2020 fatal shooting of a Pakistani American

On 29 July 2020, Tahir Ahmed Naseem, an American citizen from Illinois, was shot and killed in a courtroom in Peshawar, Pakistan. Naseem, who had been in police custody since 2018, was accused of having committed blasphemy, a criminal offence under the Pakistan Penal Code.

== Background ==
Naseem was born in Peshawar, Pakistan. He was born into an Ahmadi family, but later converted to Sunni Islam. Naseem's family moved to the United States in the late 1970s when he was a teenager after the Constitution of Pakistan declared Ahmadis to be non-Muslims. He became a naturalised citizen.

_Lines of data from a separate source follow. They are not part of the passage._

PR #1209, opened 2025-12-16
Refactor onboarding gating modal

### LINKED ISSUE #1207: Refactor onboarding UI to modal overlay with blurred background
## User request
Refactor UI of the onboarding screen.

- It should be displayed on top of the app with blurred background
- It should use the same components as pages located at `packages/platform-ui/src/components/screens`
- The onboarding form itself should look like other modals in the app

### Current state
- Onboarding is currently a dedicated route (`/onboarding`) mounted in `packages/platform-ui/src/App.tsx`.
- Gate/redirect logic in `packages/platform-ui/src/features/onboarding/components/OnboardingGate.tsx` navigates to `/onboarding` when onboarding is incomplete.
- UI is in `packages/platform-ui/src/pages/OnboardingPage.tsx` and rendered as a full page.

According to the United States Department of State, Naseem was lured to Pakistan from his home in Illinois by individuals who then used Pakistan's blasphemy laws to entrap him. The U.S. Government had been providing consular assistance to Naseem and his family since his detention in 2018 and had called the attention of senior Pakistani officials to his case to prevent the type of act that eventually occurred.

== Incident ==
Naseem was shot 6 times by Faisal Khan, a 21-year old local resident. Naseem was a former member of the Ahmadi sect. According to the official spokesman for the Ahmadi community in Pakistan, Naseem had previously renounced his affiliation with the Ahmadi community and embraced Sunni Islam. His death spurred thousands in support of his killer to rally in Peshawar.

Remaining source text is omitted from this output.